The impact of Reconstruction therefore is not confined to a twelve-year segment of American history. It remains a profound philosophical movement grounded in seeing the humanity of those who were previously considered to be an Other so that all Americans can exercise the rights and freedoms under the Constitution.
It is a movement to transcend the limitations of America’s founding and finally commit ourselves to creating an authentic democracy.
For decades, the American left has professed a vision that progress is inevitable and that this nation has an inherent greatness. Biden professes this message all the time. But Reconstruction had to correct foundational flaws that had corrupted this nation since its inception and spur a radical shift toward genuine democracy and equality and away from the normalized division and terror of the slavery-bound past.
Yet by professing a narrative of America’s inherent greatness and the inevitability of progress, the American left minimizes Reconstruction—the era that created real hope for people of color and their white allies—and normalizes and elevates the dystopian era prior to Reconstruction that embraced racism, division, oppression, and terror. The United States before Reconstruction never established anything even remotely close to what we would define as ‘democratic’ today.
Similarly, the American right unabashedly celebrates the United States’ origin story and our pre-Reconstruction status quo, so it should surprise no one when their agenda consists of undoing the rights created during Reconstruction and their derivatives such as Roe v. Wade.
The American left overlooks, and the American right undermines Reconstruction, and this perpetuates our hopeless status quo. It fuels lesser-of-two-evils campaigns that incentivize apathy, inspire low voter turnouts, encourage a disengaged electorate, and result in regressive policies and agendas that reinforce hopelessness.
Yet, America is not condemned to perpetual hopelessness and the dismantling of our democracy. We can continue Reconstruction, become Reconstructionists, and create hope.
Barack Obama championed hope and, I believe, launched America’s second Reconstruction.

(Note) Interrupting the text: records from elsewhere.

PR #509, opened 2021-12-17
Respect dialog modality and fix a regression in wallet unlock

hebasto:
As pointed in bitcoin/bitcoin#23790 a regression in wallet unlock was introduced in bitcoin-core/gui#336 when a synchronous `AskPassphraseDialog` has been replaced with an asynchronous one.

This PR reverts a call back to a synchronous mode.

To make synchronous dialogs behave nice during shutdown some additional changes were made.

Please note that disabling the tray icon menu when a modal dialog is active is useful itself as on master (4ad59042b359f473d5888ecee0c9288dcf98f1c9) it is possible to switch to the "Receive" tab while the GUI is waiting for a password for the "Send" tab:

Screenshot from 2021-12-17 18-59-51

This is confusing and must be avoided.

Fixes bitcoin/bitcoin#23790.

### DIFF
--- a/src/qt/bitcoin.cpp
+++ b/src/qt/bitcoin.cpp
@@ -268,7 +268,11 @@ void BitcoinApplication::createWindow(const NetworkStyle *networkStyle)
     connect(window, &BitcoinGUI::quitRequested, this, &BitcoinApplication::requestShutdown);
 
     pollShutdownTimer = new QTimer(window);
-    connect(pollShutdownTimer, &QTimer::timeout, window, &BitcoinGUI::detectShutdown);
+    connect(pollShutdownTimer, &QTimer::timeout, [this]{
+        if (!QApplication::activeModalWidget()) {
+            window->detectShutdown();
+        }
+    });
 }
 
 void BitcoinApplication::createSplashScreen(const NetworkStyle *networkStyle)
--- a/src/qt/bitcoingui.cpp
+++ b/src/qt/bitcoingui.cpp
@@ -818,16 +818,26 @@ void BitcoinGUI::createTrayIconMenu()
         // Using QSystemTrayIcon::Context is not reliable.
         // See https://bugreports.qt.io/browse/QTBUG-91697
         trayIconMenu.get(), &QMenu::aboutToShow,
-        [this, show_hide_action, send_action, receive_action, sign_action, verify_action] {
+        [this, show_hide_action, send_action, receive_action, sign_action, verify_action, options_action, node_window_action, quit_action] {
             if (show_hide_action) show_hide_action->setText(
                 (!isHidden() && !isMinimized() && !GUIUtil::isObscured(this)) ?
                     tr("&Hide") :
                     tr("S&how"));
-            if (enableWallet) {
-                send_action->setEnabled(sendCoinsAction->isEnabled());
-                receive_action->setEnabled(receiveCoinsAction->isEnabled());
-                sign_action->setEnabled(signMessageAction->isEnabled());
-                verify_action->setEnabled(verifyMessageAction->isEnabled());
+            if (QApplication::activeModalWidget()) {
+                for (QAction* a : trayIconMenu.get()->actions()) {
+                    a->setEnabled(false);
+                }
+            } else {
+                if (show_hide_action) show_hide_action->setEnabled(true);
+                if (enableWallet) {
+                    send_action->setEnabled(sendCoinsAction->isEnabled());
+                    receive_action->setEnabled(receiveCoinsAction->isEnabled());
+                    sign_action->setEnabled(signMessageAction->isEnabled());
+                    verify_action->setEnabled(verifyMessageAction->isEnabled());
+                }
+                options_action->setEnabled(optionsAction->isEnabled());
+                node_window_action->setEnabled(openRPCConsoleAction->isEnabled());
+                if (quit_action) quit_action->setEnabled(true);
             }
         });
 }
--- a/src/qt/bitcoingui.cpp
+++ b/src/qt/bitcoingui.cpp
@@ -784,33 +784,16 @@ void BitcoinGUI::createTrayIcon()
 void BitcoinGUI::createTrayIconMenu()
 {
 #ifndef Q_OS_MAC
-    // return if trayIcon is unset (only on non-macOSes)
-    if (!trayIcon)
-        return;
+    if (!trayIcon) return;
+#endif // Q_OS_MAC
 
-    trayIcon->setContextMenu(trayIconMenu.get());
-    connect(trayIcon, &QSystemTrayIcon::activated, [this](QSystemTrayIcon::ActivationReason reason) {
-        if (reason == QSystemTrayIcon::Trigger) {
-            // Click on system tray icon triggers show/hide of the main window
-            toggleHidden();
-        }
-    });
-#else
-    // Note: On macOS, the Dock icon is used to provide the tray's functionality.
-    MacDockIconHandler *dockIconHandler = MacDockIconHandler::instance();
-    connect(dockIconHandler, &MacDockIconHandler::dockIconClicked, [this] {
-        show();
-        activateWindow();
-    });
-    trayIconMenu->setAsDockMenu();
-#endif
-
-    // Configuration of the tray icon (or Dock icon) menu
+    // Configuration of the tray icon (or Dock icon) menu.
 #ifndef Q_OS_MAC
     // Note: On macOS, the Dock icon's menu already has Show / Hide action.
     trayIconMenu->addAction(toggleHideAction);
     trayIconMenu->addSeparator();
-#endif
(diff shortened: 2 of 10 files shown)


prayank23:
I was unable to reproduce the issue mentioned in https://github.com/bitcoin/bitcoin/issues/23790 using PR branch, so issue might be fixed. There was a password prompt each time I tried to send bitcoin from an encrypted wallet.

image

Would like to test few more things and go through each commit since there are 11 commits in this PR before ACK

willyko:
testedACK for the issue mentioned in https://github.com/bitcoin/bitcoin/issues/23790

hebasto:
Updated 702a243d34f8ef1ca1789ee0c9ee70aef7ec821e -> 80e7e303262e149df78cc8f0eb3ce357b03184ca ([pr509.01](https://github.com/hebasto/gui/commits/pr509.01) -> [pr509.02](https://github.com/hebasto/gui/commits/pr509.02), [diff](https://github.com/hebasto/gui/compare/pr509.01..pr509.02)).

Dropped [`QAction::setStatusTip()`](https://doc.qt.io/qt-5/qaction.html#statusTip-prop) calls:
- status tip works only for top-level parent widget, tray icon's `QMenu` instance is not a top-level one
- even on master this feature does not work consistently across all supported platforms
- the tray icon context menu is not local to the main window status bar, so status tips are likely to be unnoticed by users

prayank23:
Is this error related to this PR in any way? 
image

I get this when I try to load a PSBT for signing. This does not happen in v22.0

prayank23 (approved):
tACK https://github.com/bitcoin-core/gui/pull/509/commits/80e7e303262e149df78cc8f0eb3ce357b03184ca

This PR fixes the bug reported in https://github.com/bitcoin/bitcoin/issues/23790 and I did not find any issues with the code or testing other things.

prayank23:
There is some error in CI though which I missed earlier: https://github.com/bitcoin-core/gui/pull/509/checks?check_run_id=4570631121

hebasto:
Updated 80e7e303262e149df78cc8f0eb3ce357b03184ca -> 356e21f68dc953b2efa95fe11954266f655e3eed ([pr509.02](https://github.com/hebasto/gui/commits/pr509.02) -> [pr509.03](https://github.com/hebasto/gui/commits/pr509.03), [diff](https://github.com/hebasto/gui/compare/pr509.02..pr509.03)).

Silenced `-Wunused-variable` warnings for macOS.

prayank23 (approved):
reACK https://github.com/bitcoin-core/gui/pull/509/commits/356e21f68dc953b2efa95fe11954266f655e3eed

promag:
@hebasto have you tried to fix the regression without reverting the other change?

hebasto:
@promag 
> @hebasto have you tried to fix the regression without reverting the other change?

Yes. Although, did not finish it. Changes got more and more evolved.

promag:
@hebasto I can see why, there are multiple cases. Not sure how I didn't  catch `unlockWallet` blocking case on https://github.com/bitcoin-core/gui/pull/336#pullrequestreview-766699378 review.

I think the best course of action is to revert and follow up with necessary refactors.

Concept ACK.

w0xlt (approved):
tACK https://github.com/bitcoin-core/gui/pull/509/commits/356e21f68dc953b2efa95fe11954266f655e3eed

Verified that the error mentioned in https://github.com/bitcoin/bitcoin/issues/23790 happens in master branch and this PR fixes it.

src/qt/bitcoingui.cpp
```diff
@@ -804,16 +804,26 @@ void BitcoinGUI::createTrayIconMenu()
...
                 (!isHidden() && !isMinimized() && !GUIUtil::isObscured(this)) ?
                     tr("&Hide") :
                     tr("S&how"));
-            if (enableWallet) {
-                send_action->setEnabled(sendCoinsAction->isEnabled());
-                receive_action->setEnabled(receiveCoinsAction->isEnabled());
-                sign_action->setEnabled(signMessageAction->isEnabled());
-                verify_action->setEnabled(verifyMessageAction->isEnabled());
+            if (QApplication::activeModalWidget()) {
+                for (QAction* a : trayIconMenu.get()->actions()) {
```
Sjors, line 813: 97692afeb2849b3bd673b2908fd91473b37dbbbb: I don't see any difference in behavior on macOS; before and after this commit, if I open coin selection, it disables everything except the macOS standard items (Options, Show all windows, Hide, Stop)

src/qt/bitcoin.cpp
```diff
@@ -265,7 +265,11 @@ void BitcoinApplication::createWindow(const NetworkStyle *networkStyle)
     connect(window, &BitcoinGUI::quitRequested, this, &BitcoinApplication::requestShutdown);
 
     pollShutdownTimer = new QTimer(window);
-    connect(pollShutdownTimer, &QTimer::timeout, window, &BitcoinGUI::detectShutdown);
+    connect(pollShutdownTimer, &QTimer::timeout, [this]{
```
Sjors, line 268: cda881a9ced639d5f22031cf334140a151d9b505 : on macOS when I'm in coin control, before and after this commit, Command + Q is ignored (not delayed). Same with Stop from the tray menu.

But when I hit ctrl + c in the terminal, before this commit it would shut QT down, with this commit it indeed delays the shutdown until the dialog is closed.

Sjors (commented):
a632303a67e6642aa793af1e74522801b5a12093 indeed fixes the _no lock after send_ regression for me. But it introduces some (much less problematic) regressions, at least on macOS.

Sjors (approved):
tACK 74e638afb6e310ef55b07b74fcf388a82030dacc

src/qt/bitcoingui.cpp
```diff
@@ -790,7 +785,7 @@ void BitcoinGUI::createTrayIconMenu()
     }
 
     // Note: On macOS, the Dock icon's menu already has Show / Hide action.
-    trayIconMenu->addAction(toggleHideAction);
+    QAction* show_hide_action = trayIconMenu->addAction(tr("Show / &Hide"), this, &BitcoinGUI::toggleHidden);
```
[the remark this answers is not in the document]
hebasto: Commit message updated.

hebasto:
@Sjors 

> you may want to delay this keyboard shortcut, because we're past the translation cut-off?

Change is small, so it's okay to get it merged before string freeze (now we are in "soft translation string freeze").

@prayank23 @w0xlt @promag 

Mind having another look into this PR?

hebasto:
On macOS another behavior change noticed. On master, due to https://github.com/bitcoin-core/gui/blob/b7942c94824e4e06489417ee587d1f3ac631fce0/src/qt/bitcoingui.cpp#L316 `optionsAction` has forcibly been hidden in the Dock menu:

Screenshot from 2022-02-09 06-49-29

With this PR `options_action` has no `QAction::PreferencesRole` set, and it is active:

Screenshot from 2022-02-09 06-56-51

@Sjors What do think about this behavior change?

Sjors:
It seems confusing to have "Options..." and "Options ->" in a single dropdown. I don't care deeply, but maybe just keep the original behavior?

prayank23:
> @prayank23 @w0xlt @promag
> 
> Mind having another look into this PR?

I don't care about UI issues with Mac but this pull request addresses an issue which affects security on every platform, works as expected so I have no issues with it. Would have been better if reverting changes were simple and less line of code in this PR. Hopefully we don't ship v23.0 with a known issue that affects security.

ACK https://github.com/bitcoin-core/gui/pull/509/commits/74e638afb6e310ef55b07b74fcf388a82030dacc

hebasto:
Updated 74e638afb6e310ef55b07b74fcf388a82030dacc -> f730bd7d580502ae3c3b5953ada3724b59f5cd9b ([pr509.04](https://github.com/hebasto/gui/commits/pr509.04) -> [pr509.05](https://github.com/hebasto/gui/commits/pr509.05), [diff](https://github.com/hebasto/gui/compare/pr509.04..pr509.05)).

> It seems confusing to have "Options..." and "Options ->" in a single dropdown. I don't care deeply, but maybe just keep the original behavior?

Fixed.

hebasto:
@prayank23 @Sjors 

Would you mind re-acking?

prayank23 (approved):
tACK https://github.com/bitcoin-core/gui/pull/509/commits/f730bd7d580502ae3c3b5953ada3724b59f5cd9b

Tried on Fedora and found no issues.


image

Sjors:
Post merge tACK, [only](https://github.com/hebasto/gui/compare/pr509.04..pr509.05) difference is the `PreferencesRole`.

jarolrod:
Post merge tACK, I was able to reproduce the original issue and I've done testing to ensure that this PR fixes this.

Sjors:
I wonder if this was also a problem when _creating_ a wallet, see #571.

His presidency cultivated a generation of Americans who expected hope to be an ever-present force in American politics and American life. Trump’s (electoral college) victory in 2016 was a return of American hopelessness. But Biden won in 2020 as both a rejection of Trumpian hopelessness and a reaffirmation of the hopefulness Obama represented. Yet Biden continues to disappoint many Americans because his campaign does not evoke the hope that should be his rightful legacy as Obama’s former vice president and partner in the second Reconstruction. To continue that Reconstruction, Biden should become an avowed Reconstructionist and act accordingly.
If America is to ever cultivate and sustain hope again, we must recognize that the majority of this nation did not love Obama because he was a magical figure whose success could never be replicated. We loved Obama because he brought back Reconstruction. He brought back the hope of Reconstruction. We may not have recognized it at the time, but we need to see it now.